» Directions: Which of the lines in the data below contain the string "without"? Copy each of them.

» Records for processing:
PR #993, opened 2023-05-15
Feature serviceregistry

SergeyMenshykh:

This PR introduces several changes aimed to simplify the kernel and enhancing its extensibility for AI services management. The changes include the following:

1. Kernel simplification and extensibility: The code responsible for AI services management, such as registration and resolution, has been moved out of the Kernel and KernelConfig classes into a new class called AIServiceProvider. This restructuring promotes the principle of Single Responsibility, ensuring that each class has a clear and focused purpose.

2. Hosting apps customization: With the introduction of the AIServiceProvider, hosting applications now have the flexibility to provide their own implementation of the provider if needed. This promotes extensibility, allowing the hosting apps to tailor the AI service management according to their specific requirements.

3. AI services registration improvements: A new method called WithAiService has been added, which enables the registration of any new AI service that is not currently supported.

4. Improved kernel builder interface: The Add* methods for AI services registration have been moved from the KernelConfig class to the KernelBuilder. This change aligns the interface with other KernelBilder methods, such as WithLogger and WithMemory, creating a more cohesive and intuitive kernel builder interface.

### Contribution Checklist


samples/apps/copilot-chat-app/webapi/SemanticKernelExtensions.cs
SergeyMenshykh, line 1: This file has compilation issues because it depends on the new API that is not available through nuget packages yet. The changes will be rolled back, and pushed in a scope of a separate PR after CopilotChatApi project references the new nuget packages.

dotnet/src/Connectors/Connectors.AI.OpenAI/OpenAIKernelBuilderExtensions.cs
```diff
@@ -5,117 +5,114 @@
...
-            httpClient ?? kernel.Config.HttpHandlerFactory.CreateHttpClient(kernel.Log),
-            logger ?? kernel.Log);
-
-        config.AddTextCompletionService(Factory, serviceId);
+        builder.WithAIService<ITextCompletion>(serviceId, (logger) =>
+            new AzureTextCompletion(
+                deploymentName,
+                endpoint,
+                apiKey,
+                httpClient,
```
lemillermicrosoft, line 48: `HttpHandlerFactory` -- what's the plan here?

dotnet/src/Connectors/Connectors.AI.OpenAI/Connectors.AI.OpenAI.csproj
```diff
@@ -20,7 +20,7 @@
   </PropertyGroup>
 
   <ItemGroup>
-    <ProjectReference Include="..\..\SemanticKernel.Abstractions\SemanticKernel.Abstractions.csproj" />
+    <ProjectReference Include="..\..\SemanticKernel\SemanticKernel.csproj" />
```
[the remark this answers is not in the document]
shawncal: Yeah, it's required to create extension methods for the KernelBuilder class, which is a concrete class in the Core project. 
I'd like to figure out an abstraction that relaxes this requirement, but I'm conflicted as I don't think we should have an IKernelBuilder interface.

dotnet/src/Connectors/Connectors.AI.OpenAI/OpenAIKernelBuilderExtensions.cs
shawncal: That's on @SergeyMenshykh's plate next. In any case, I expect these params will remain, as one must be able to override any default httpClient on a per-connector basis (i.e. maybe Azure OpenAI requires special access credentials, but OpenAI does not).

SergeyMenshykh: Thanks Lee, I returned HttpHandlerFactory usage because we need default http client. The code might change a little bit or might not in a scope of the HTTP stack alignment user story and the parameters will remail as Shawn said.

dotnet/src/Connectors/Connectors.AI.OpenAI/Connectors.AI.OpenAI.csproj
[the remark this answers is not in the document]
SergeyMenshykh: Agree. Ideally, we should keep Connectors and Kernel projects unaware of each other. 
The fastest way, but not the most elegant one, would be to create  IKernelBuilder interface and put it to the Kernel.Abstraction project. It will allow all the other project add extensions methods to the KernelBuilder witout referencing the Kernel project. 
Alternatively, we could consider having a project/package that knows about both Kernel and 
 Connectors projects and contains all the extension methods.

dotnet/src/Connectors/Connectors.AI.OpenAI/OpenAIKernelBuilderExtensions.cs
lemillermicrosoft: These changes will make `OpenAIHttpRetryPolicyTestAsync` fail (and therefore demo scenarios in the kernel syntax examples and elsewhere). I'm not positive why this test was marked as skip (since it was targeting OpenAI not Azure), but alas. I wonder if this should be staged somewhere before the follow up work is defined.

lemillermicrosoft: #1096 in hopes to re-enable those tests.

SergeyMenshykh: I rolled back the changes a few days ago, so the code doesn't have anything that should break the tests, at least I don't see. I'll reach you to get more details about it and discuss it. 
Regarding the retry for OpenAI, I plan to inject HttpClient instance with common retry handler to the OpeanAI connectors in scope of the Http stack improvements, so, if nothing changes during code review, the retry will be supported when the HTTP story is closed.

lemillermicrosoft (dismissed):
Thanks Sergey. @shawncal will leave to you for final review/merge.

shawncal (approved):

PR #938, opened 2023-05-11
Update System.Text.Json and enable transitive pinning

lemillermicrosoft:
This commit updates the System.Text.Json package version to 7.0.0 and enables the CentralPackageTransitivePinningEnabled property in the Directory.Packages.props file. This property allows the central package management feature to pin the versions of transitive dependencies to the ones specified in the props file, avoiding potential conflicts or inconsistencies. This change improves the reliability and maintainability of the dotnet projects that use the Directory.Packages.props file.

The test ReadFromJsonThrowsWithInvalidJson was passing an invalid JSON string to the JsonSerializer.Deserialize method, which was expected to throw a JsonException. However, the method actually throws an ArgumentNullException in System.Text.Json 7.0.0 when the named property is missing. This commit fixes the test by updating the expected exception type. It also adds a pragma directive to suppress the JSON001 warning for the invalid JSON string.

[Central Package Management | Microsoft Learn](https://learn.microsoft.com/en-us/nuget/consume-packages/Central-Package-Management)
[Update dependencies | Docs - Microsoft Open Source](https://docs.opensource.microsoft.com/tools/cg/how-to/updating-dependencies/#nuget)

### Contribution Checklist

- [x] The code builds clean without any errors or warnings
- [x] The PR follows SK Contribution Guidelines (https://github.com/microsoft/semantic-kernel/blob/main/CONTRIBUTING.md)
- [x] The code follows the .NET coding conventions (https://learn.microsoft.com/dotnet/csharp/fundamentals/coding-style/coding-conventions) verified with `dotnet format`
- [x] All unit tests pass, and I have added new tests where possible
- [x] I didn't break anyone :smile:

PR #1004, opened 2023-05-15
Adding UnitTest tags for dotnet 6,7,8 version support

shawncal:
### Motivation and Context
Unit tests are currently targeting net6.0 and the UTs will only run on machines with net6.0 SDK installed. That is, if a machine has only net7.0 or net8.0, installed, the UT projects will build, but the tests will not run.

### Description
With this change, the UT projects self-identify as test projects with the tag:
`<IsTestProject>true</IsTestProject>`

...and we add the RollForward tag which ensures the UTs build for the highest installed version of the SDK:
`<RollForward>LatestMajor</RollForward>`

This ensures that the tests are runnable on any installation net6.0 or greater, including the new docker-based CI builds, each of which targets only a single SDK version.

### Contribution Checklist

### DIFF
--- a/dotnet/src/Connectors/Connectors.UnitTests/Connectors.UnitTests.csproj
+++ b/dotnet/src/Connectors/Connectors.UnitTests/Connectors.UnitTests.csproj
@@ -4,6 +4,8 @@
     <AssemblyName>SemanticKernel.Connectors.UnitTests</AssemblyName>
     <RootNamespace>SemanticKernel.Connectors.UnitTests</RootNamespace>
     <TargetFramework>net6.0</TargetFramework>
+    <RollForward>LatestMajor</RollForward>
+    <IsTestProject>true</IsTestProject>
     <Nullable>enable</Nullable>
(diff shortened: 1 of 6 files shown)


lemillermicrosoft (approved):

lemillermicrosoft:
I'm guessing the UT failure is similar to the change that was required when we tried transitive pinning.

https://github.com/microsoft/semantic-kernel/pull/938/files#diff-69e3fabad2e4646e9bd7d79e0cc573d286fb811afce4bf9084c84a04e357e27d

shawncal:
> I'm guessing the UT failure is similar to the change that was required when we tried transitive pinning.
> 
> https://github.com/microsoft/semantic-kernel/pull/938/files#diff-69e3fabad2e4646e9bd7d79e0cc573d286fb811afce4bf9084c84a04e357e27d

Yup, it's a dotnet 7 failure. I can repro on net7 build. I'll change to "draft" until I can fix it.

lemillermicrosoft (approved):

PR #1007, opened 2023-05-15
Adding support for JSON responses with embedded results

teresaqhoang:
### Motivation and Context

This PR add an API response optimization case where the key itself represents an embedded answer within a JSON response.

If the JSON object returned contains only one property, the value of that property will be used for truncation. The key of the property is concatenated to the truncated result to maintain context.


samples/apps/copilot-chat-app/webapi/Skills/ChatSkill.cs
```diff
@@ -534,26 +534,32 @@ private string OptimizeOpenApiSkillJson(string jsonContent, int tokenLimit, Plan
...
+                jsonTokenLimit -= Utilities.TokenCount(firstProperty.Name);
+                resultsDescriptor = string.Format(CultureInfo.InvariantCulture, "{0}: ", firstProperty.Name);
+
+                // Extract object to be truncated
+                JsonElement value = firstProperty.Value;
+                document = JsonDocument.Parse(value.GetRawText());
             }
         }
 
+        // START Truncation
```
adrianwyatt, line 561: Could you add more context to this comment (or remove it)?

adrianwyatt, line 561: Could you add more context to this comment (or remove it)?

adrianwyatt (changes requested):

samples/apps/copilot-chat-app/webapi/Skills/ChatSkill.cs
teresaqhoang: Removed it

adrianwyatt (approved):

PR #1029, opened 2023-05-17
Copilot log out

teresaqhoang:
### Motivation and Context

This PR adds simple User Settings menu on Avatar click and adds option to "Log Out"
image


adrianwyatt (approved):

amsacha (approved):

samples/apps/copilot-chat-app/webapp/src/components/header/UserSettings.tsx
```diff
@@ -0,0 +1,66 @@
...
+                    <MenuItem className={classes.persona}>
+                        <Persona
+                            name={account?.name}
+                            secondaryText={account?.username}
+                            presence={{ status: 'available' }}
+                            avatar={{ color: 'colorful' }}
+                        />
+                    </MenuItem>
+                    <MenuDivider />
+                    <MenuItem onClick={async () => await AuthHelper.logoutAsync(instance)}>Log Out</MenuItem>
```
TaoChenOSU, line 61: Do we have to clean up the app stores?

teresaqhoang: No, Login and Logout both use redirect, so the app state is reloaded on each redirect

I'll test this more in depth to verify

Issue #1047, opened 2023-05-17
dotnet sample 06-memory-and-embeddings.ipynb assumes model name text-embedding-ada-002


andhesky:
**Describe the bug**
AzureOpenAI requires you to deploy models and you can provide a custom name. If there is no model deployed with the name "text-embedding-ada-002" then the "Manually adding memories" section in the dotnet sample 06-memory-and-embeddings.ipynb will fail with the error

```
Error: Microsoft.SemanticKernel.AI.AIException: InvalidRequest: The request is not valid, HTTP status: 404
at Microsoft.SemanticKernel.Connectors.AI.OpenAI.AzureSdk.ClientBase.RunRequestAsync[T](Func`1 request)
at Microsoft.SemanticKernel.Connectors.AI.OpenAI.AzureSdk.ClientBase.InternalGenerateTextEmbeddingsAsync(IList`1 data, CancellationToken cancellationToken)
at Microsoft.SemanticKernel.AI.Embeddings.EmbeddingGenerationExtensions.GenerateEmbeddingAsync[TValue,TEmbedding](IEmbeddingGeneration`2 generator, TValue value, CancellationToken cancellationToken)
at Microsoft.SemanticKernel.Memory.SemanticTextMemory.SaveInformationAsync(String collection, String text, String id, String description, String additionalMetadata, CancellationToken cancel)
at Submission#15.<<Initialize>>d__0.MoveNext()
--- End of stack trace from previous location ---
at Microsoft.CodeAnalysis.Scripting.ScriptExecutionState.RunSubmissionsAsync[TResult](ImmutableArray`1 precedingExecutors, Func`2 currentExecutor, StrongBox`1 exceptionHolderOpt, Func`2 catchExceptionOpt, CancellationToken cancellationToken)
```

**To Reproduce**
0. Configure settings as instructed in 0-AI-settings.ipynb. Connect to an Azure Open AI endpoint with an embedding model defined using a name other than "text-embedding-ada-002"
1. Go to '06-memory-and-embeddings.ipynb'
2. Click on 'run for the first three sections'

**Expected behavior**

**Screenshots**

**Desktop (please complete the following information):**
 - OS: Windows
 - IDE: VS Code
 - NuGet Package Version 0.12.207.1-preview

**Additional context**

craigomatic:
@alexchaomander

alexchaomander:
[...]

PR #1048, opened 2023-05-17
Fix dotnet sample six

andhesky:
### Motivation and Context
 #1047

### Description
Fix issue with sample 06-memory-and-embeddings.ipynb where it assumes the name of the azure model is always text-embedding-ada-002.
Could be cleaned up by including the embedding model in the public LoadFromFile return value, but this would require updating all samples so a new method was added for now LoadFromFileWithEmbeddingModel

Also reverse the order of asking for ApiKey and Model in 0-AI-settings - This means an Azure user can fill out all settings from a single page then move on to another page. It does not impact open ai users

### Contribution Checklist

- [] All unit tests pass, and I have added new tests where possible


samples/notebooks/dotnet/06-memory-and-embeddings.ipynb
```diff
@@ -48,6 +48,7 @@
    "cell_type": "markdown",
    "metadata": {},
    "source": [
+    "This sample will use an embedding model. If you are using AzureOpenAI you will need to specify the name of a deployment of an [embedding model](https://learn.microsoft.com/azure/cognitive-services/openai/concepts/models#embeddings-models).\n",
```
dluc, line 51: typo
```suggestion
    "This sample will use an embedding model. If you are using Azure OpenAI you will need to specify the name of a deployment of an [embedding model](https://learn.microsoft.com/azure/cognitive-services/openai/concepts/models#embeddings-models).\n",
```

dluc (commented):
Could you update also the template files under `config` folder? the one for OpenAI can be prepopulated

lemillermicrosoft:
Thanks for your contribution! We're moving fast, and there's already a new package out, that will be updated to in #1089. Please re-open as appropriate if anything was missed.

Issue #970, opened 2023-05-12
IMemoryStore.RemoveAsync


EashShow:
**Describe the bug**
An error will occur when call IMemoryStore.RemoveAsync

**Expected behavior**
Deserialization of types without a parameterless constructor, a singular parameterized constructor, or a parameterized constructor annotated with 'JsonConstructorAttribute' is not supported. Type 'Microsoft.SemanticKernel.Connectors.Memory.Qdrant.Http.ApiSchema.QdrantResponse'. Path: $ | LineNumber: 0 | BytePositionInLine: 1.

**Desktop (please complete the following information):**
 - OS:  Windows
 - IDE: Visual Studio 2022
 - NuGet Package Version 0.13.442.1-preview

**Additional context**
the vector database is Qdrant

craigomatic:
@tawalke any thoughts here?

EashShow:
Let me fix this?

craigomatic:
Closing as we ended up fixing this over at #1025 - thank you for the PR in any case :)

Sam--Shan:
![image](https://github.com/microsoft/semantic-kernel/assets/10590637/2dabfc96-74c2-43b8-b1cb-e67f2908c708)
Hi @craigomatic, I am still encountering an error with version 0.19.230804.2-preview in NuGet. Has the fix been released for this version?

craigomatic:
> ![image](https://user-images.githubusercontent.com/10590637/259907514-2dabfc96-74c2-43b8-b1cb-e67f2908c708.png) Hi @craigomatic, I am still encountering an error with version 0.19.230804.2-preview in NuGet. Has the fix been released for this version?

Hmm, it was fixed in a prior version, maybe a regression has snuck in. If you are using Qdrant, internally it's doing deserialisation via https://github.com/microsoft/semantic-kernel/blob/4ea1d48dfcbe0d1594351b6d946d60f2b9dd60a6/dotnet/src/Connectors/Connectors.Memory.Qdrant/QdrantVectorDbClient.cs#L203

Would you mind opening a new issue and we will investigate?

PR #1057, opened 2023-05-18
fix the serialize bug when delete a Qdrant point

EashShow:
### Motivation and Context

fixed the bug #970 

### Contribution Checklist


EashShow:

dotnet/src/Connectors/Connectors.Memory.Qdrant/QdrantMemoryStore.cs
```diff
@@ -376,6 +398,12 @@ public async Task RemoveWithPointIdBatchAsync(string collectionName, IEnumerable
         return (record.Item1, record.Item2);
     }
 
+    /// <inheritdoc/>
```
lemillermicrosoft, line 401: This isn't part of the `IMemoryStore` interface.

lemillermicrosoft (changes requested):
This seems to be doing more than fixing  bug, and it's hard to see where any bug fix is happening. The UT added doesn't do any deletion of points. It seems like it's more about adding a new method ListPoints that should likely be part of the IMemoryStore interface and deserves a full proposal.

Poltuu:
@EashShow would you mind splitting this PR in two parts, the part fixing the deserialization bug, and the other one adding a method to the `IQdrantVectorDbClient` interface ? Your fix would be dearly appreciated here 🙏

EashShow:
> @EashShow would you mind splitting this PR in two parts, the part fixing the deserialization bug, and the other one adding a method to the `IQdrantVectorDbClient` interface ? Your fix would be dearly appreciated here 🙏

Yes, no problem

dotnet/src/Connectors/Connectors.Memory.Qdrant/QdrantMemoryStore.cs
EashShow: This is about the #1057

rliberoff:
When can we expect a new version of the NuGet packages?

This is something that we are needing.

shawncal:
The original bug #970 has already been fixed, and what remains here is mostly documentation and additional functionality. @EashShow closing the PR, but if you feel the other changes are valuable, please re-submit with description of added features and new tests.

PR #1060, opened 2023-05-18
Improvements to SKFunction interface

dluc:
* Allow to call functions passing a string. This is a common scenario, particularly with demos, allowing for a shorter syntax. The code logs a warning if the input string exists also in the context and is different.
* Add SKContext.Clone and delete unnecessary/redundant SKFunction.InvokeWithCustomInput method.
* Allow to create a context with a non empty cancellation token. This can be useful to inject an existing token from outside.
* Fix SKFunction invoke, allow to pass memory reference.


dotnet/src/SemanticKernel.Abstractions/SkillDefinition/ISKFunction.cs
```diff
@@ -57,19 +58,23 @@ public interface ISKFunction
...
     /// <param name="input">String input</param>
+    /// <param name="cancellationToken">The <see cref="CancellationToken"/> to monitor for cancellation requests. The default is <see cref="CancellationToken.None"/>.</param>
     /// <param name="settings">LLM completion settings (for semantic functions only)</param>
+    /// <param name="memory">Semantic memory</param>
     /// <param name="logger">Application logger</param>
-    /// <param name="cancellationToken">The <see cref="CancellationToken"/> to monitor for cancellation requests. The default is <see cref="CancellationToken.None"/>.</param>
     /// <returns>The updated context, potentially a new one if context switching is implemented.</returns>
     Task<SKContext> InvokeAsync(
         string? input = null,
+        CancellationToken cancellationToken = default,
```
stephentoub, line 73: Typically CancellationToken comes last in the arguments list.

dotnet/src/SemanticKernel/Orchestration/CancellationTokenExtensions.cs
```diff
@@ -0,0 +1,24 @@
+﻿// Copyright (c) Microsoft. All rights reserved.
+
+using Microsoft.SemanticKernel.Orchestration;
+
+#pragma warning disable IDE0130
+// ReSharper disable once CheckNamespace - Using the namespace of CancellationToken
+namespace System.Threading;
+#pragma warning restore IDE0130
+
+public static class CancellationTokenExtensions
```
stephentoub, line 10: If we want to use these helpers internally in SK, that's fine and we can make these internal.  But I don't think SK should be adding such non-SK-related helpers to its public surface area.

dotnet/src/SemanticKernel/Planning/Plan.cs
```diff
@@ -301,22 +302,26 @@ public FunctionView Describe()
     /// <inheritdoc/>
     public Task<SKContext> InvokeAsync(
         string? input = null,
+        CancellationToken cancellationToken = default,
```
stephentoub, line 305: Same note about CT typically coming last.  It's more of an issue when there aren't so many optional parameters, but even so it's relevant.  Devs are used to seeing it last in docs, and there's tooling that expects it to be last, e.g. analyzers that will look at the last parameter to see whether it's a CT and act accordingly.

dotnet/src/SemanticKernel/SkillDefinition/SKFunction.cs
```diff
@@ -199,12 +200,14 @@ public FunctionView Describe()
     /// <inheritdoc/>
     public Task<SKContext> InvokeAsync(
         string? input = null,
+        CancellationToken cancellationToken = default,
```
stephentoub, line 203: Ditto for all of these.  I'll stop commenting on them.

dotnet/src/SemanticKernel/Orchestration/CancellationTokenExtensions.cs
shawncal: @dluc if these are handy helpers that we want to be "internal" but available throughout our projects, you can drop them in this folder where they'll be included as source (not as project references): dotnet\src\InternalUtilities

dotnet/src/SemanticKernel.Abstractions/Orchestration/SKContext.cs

» Solution to the problem:
- [x] The code builds clean without any errors or warnings
Deserialization of types without a parameterless constructor, a singular parameterized constructor, or a parameterized constructor annotated with 'JsonConstructorAttribute' is not supported. Type 'Microsoft.SemanticKernel.Connectors.Memory.Qdrant.Http.ApiSchema.QdrantResponse'. Path: $ | LineNumber: 0 | BytePositionInLine: 1.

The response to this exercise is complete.